Увидев меня, он подошел ко мне. Отойдя в сторону, я минут 15 беседовал с ним. И что больше всего меня поразило, – его глаза. Они всегда у него во время разговора расцветали; теперь же были тусклые, но по-прежнему внимательно глядевшие на собеседника. Он стал сутулым, и у него появилась новая манера: класть руки в карманы пиджака. В этот вечер он должен был выступать, и обычное волнение перед скорым выходом на эстраду охватило его. Однако он подробно расспрашивал о том, что я делаю, и рассказывал о своих делах. Помню, что я спросил его о материальном благополучии. Он, шутя, заметил, что продался оптом Госиздату и потому с этой стороны дело обстоит хорошо. Помню также, что заговорил с ним об имажинизме и спросил его, что хотел он сделать своим «роспуском имажинистов». Он засмеялся и сказал, что все равно имажинизм без его имени немыслим…
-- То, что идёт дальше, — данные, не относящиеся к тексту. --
PR #2769, opened 2021-09-01
Fix transaction receipts queries

tilacog:
This PR introduces specific column handling for differentiating queries in the tables:
- `public.ethereum_blocks`
- `chain*.blocks`

Also, a basic test is implemented for checking SQL correctness.

### DIFF
--- a/graph/src/components/transaction_receipt.rs
+++ b/graph/src/components/transaction_receipt.rs
@@ -6,6 +6,7 @@
 use web3::types::{TransactionReceipt, H256, U256, U64};
 
 /// Like web3::types::Receipt, but with fewer fields.
+#[derive(Debug, PartialEq)]
 pub struct LightTransactionReceipt {
     pub transaction_hash: H256,
     pub transaction_index: U64,
--- a/store/postgres/src/chain_store.rs
+++ b/store/postgres/src/chain_store.rs
@@ -80,7 +80,8 @@ mod data {
     };
 
     use crate::transaction_receipt::RawTransactionReceipt;
-    use crate::ETHEREUM_BLOCKS_TABLE_NAME;
+
+    pub(crate) const ETHEREUM_BLOCKS_TABLE_NAME: &'static str = "public.ethereum_blocks";
 
     mod public {
         pub(super) use super::super::public::ethereum_networks;
@@ -1136,7 +1137,6 @@ from (
                         .get_results(conn),
                 }
             };
-
             query_results
                 .map_err(|error| {
                     anyhow::anyhow!(
--- a/store/postgres/src/chain_store.rs
+++ b/store/postgres/src/chain_store.rs
@@ -49,6 +49,7 @@ pub use data::Storage;
 /// Encapuslate access to the blocks table for a chain.
 mod data {
 
+    use diesel::sql_types::Binary;
     use diesel::{connection::SimpleConnection, insert_into};
     use diesel::{delete, prelude::*, sql_query};
     use diesel::{dsl::sql, pg::PgConnection};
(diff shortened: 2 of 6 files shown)


graph/src/components/transaction_receipt.rs
```diff
@@ -6,6 +6,7 @@
 use web3::types::{TransactionReceipt, H256, U256, U64};
 
 /// Like web3::types::Receipt, but with fewer fields.
+#[derive(Debug, PartialEq)]
```
tilacog, line 9: This is only for tests

store/postgres/src/chain_store.rs
```diff
@@ -366,7 +368,7 @@ mod data {
         /// Returns a fully qualified table name to the blocks table
         fn blocks_table(&self) -> &str {
             match self {
-                Storage::Shared => "public.ethereum_blocks",
+                Storage::Shared => ETHEREUM_BLOCKS_TABLE_NAME,
                 Storage::Private(Schema { blocks, .. }) => &blocks.qname,
             }
         }
```
tilacog, line 374: Since I'm reusing this table name, I'm storing it inside a constant.

store/postgres/src/transaction_receipt.rs
```diff
@@ -1,72 +1,26 @@
...
 use graph::prelude::transaction_receipt::LightTransactionReceipt;
 
+use crate::ETHEREUM_BLOCKS_TABLE_NAME;
+
 /// Queries the database for all the transaction receipts in a given block range.
 pub fn find_transaction_receipts_in_block(
     conn: &PgConnection,
     blocks_table_name: &str,
     block_hash: H256,
 ) -> anyhow::Result<Vec<LightTransactionReceipt>> {
```
tilacog, line 21: Diffing got weird here, but I remove all the custom impls for `QueryFragment` and used  the`sql_query` funciton instead.

store/postgres/tests/relational.rs
```diff
@@ -1614,3 +1615,14 @@ fn text_not_in() {
...
 }
+
+#[test]
+fn test_find_transaction_receipts_in_block_function() {
+    use graph_store_postgres::transaction_receipt::find_transaction_receipts_in_block;
+    run_test_with_conn(|conn| {
+        let receipts =
+            find_transaction_receipts_in_block(conn, "public.ethereum_blocks", H256::zero())
+                .unwrap();
+        assert_eq!(receipts, vec![])
```
tilacog, line 1626: In essence, this is a smoke test that is only concerned about the SQL roundtrip being error free.

store/postgres/tests/relational.rs
```diff
@@ -1614,3 +1615,14 @@ fn text_not_in() {
...
+    })
+}
```
tilacog, line 1628: In essence, this is a smoke test that is only concerned about the SQL roundtrip being error-free.

lutter: This test should go in `chain_head.rs` - the `run_test` there will actually run your test against both a chain that stores things in the public schema and in a private schema, i.e., runs your test twice for both setups.

store/postgres/src/transaction_receipt.rs
```diff
@@ -75,32 +29,44 @@ select
...
-        Nullable<Binary>,
-        Nullable<Binary>,
-        Nullable<Binary>,
-    );
-}
+    let query_results: Result<Vec<RawTransactionReceipt>, diesel::result::Error> = {
+        // The `hash` column has different types between the `public.ethereum_blocks` and the
+        // `chain*.blocks` tables, so we must check which one is being queried to bind the
+        // `block_hash` parameter to the correct type
+        if blocks_table_name == ETHEREUM_BLOCKS_TABLE_NAME {
```
lutter, line 45: If this whole function was a method on `Storage` you could make the decision based on what `Storage` variant you have rather than relying on specific table names (see e.g. how `Storage.ancestor_block` works)

lutter (changes requested):

lutter (approved):

PR #2774, opened 2021-09-03
node, store: Do not run pool setup from `graphman`

lutter:
We don't graphman to ever cause migrations or other wholesale database
changes, plus skipping setup makes graphman invocations much faster

### DIFF
--- a/node/src/bin/manager.rs
+++ b/node/src/bin/manager.rs
@@ -361,18 +361,20 @@ impl Context {
 
     fn primary_pool(self) -> ConnectionPool {
         let primary = self.config.primary_store();
-        StoreBuilder::main_pool(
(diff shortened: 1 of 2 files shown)


otaviopace:
@lutter why we don't want `graphman` to run migrations?

lutter:
> @lutter why we don't want `graphman` to run migrations?

Two reasons:
1. It's dangerous - if you run the wrong `graphman` version against an existing database, you might end up migrating your schema which would force you to update `graph-node`
2. It's slow because of all the checking and recreating of fdw tables, each `graphman` invocation becomes painfully slow

If we ever want `graphman` to do schema migrations, it should be an explicit command, and not the silent side effect of using it to look up some information

otaviopace (approved):

PR #2780, opened 2021-09-08
runtime: Add null pointer exception for read

otaviopace:
This can be reviewed commit by commit 🙂 

Before this PR users would get the `Subtract overflow` error in apiVersion `0.0.5`, by using operator overloading from types like `BigInt`:

image

This PR aims at making the error message more clear. Also there are tests for that case as well, the AS code for it should be self explanatory.

Also, this message will be avoided for operator overloading in `graph-ts` just like the `SafeBigInt` did on the tests. PR for this: https://github.com/graphprotocol/graph-ts/pull/204


vrmiguel (approved):

graph/src/runtime/asc_ptr.rs
```diff
@@ -150,12 +150,13 @@ impl<C: AscType> AscPtr<C> {
...
+        // not null before using it.
+        self.assert_is_not_null()?;
+
         let size_of_rt_size = 4;
         let start_of_rt_size = self.0.checked_sub(size_of_rt_size).ok_or_else(|| {
-            DeterministicHostError(anyhow::anyhow!(
-                "Subtract overflow on pointer: {}", // Usually when pointer is zero because of null in AssemblyScript
-                self.0
-            ))
+            DeterministicHostError(anyhow::anyhow!("Subtract overflow on pointer: {}", self.0))
```
lutter, line 159: Could we say something more helpful here (like what that means in terms of pointers)? Is this always an internal error? And it seems that `size_of_rt_size` could be `const`.

graph/src/runtime/asc_ptr.rs
```diff
@@ -173,6 +174,21 @@ impl<C: AscType> AscPtr<C> {
         self.0 == 0
     }
 
+    /// There's no problem in an AscPtr being 'null' (see above AscPtr::is_null function).
+    /// However if one tries to read that pointer, it should fail with a helpful error message,
+    /// this function does this error handling.
+    ///
+    /// Summary: ALWAYS call this before reading an AscPtr.
+    pub fn assert_is_not_null(&self) -> Result<(), DeterministicHostError> {
```
lutter, line 182: Minor, but it would be better to call this `check_is_not_null`, when I see `assert` I expect that the code could panic.

lutter (approved):
Nice!

graph/src/runtime/asc_ptr.rs
otaviopace: Makes sense! I'll change this rn :)

graph/src/runtime/asc_ptr.rs
otaviopace: You're correct, the size of `rt_size` can be changed to a `const`, I'll change that.

This `Subtract overflow` shouldn't happen, it's related to the way every type is layed out in memory.

All class instances in AssemblyScript have a header of 20 bytes, of which the last 4 hold the size of the following data.

AS header memory layout docs: https://www.assemblyscript.org/memory.html#common-header-layout.

Our `AscPtr` structure holds a number which is the address in WebAssembly memory of where that class instance starts their data (right after the header).

So this part of the code tries to do a pointer arithmetic to get the size of the structure, so it can read it fully in a correct fashion.

Maybe what I can write instead of this message is that it failed to find the size of the following structure.

graph/src/runtime/asc_ptr.rs
otaviopace: Fixed!

graph/src/runtime/asc_ptr.rs
otaviopace: I added the constant but I'll let these (there are more) "Subtract overflow" to fix later. I want to discuss more with @leoyvens on this.

PR #2781, opened 2021-09-08
graph, store: bump `num-bigint` and `bigdecimal`

vrmiguel:
This PR bumps
* `num-bigint` from `^0.2.6` to `^0.4.7`
* `bigdecimal`from `0.1.0` to `0.3.0`

This change has pros and cons, however.

### Pros

* These types have had many optimizations since the versions we're currently using were released:
    * https://github.com/rust-num/num-bigint/pull/216
    * https://github.com/rust-num/num-bigint/pull/199
    * https://github.com/rust-num/num-bigint/pull/171
    * https://github.com/rust-num/num-bigint/pull/142
    * https://github.com/rust-num/num-bigint/pull/141
    * https://github.com/rust-num/num-bigint/pull/62
* We can now use upstream's implementation for `BigDecimal::normalized`.
* `bigdecimal` no longer implements `From<f64>` for `BigDecimal`, which is something that could panic before.
This means that the graph-node-defined `scalar::BigDecimal`  struct now implements `TryFrom<f64>` instead of `From<f64>`

### Cons

* The latest Diesel release still uses `num-bigint 0.2.6` and `bigdecimal 0.1.0`.
This means that we're no longer able to use the Diesel-defined `ToSql<diesel::sql_types::Numeric, _>` and `FromSql<diesel::sql_types::Numeric, _> for BigDecimal` implementations for version 0.3.0 of `BigDecimal` until Diesel upgrades their dependencies. 
In order to maintain support for these traits, I implemented the [BigDecimalRetrocompatibility](https://github.com/graphprotocol/graph-node/blob/6d3eb16a5b28a19e66ce7e3d56b9c6c3ce63faa6/graph/src/data/store/scalar.rs#L156) struct, which has functions for converting to and from versions 0.1 and 0.3 of `BigDecimal`.
API limitations make this operation make heap allocations, although I believe those allocations should be small most of the time.

@tilacog  @lutter @otaviopace @leoyvens 
If you guys believe that this PR is the way to go, I'll add tests for `BigDecimalRetrocompatibility` and further docs on things I changed

### DIFF
--- a/Cargo.lock
+++ b/Cargo.lock
@@ -190,7 +190,18 @@ version = "0.1.2"
 source = "registry+https://github.com/rust-lang/crates.io-index"
 checksum = "1374191e2dd25f9ae02e3aa95041ed5d747fc77b3c102b49fe2dd9a8117a6244"
 dependencies = [
- "num-bigint",
+ "num-bigint 0.2.6",
+ "num-integer",
+ "num-traits",
+]
+
+[[package]]
+name = "bigdecimal"
+version = "0.3.0"
+source = "registry+https://github.com/rust-lang/crates.io-index"
+checksum = "6aaf33151a6429fe9211d1b276eafdf70cdff28b071e76c0b0e1503221ea3744"
+dependencies = [
+ "num-bigint 0.4.2",
  "num-integer",
  "num-traits",
  "serde",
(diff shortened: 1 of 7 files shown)


leoyvens:
Diesel 2.0 will upgrade these dependencies https://github.com/diesel-rs/diesel/pull/2883 so we can choose to wait for that so we don't need the compatibility tricks.

otaviopace:
@vrmiguel @leoyvens will this be continued? Otherwise I think we should close it.

leoyvens:
Closing, we should upgrade this along with Diesel 2.0 which will be released soon.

Беседа коснулась других тем, и кто-то отозвал его.
Эта встреча произвела на меня тяжелое впечатление. Я узнал, что она была за несколько дней до того, как Сергей опять слег в психиатрическую клинику. Мне говорили, что он поправился и чувствовал себя хорошо. Не верю: нужно быть нечутким, чтобы не почувствовать того трагического надлома, который сквозил в каждой фразе, в каждом жесте Сергея.
Вспоминаю, как он сравнивал себя с Блоком:
«Я, как Блок: ярко пою и быстро горю!»
Если бы мы, которые уделили столько внимания мертвому Сергею, уделяли бы столько живому, может быть, он не так скоро ушел бы от нас.
Мы же увлекались красотой его стихов, радовались блеску его таланта, а о нем, о Сергее, мало думали.
Невольно вспоминается четверостишие А. Фета:
И в эту красоту невольно взор тянуло,
В тот величавый блеск, за темный весь предел, —
Ужель ничто тебе в то время не шепнуло:
«Там человек сгорел!»
Москва. Январь 1926
Матвей Ройзман
Из воспоминаний
Мое личное знакомство с Сергеем Есениным относится к началу его творчества, когда ему было только 17 лет.
В 1912 – 13 г. я заболел, и мои встречи с Есениным оборвались вследствие отъезда моего за границу.
В феврале 1914 г. я вернулся из Швейцарии в Москву. Заходя в кружки самоучек и начинающих поэтов, я не раз встречал там Сережу Есенина.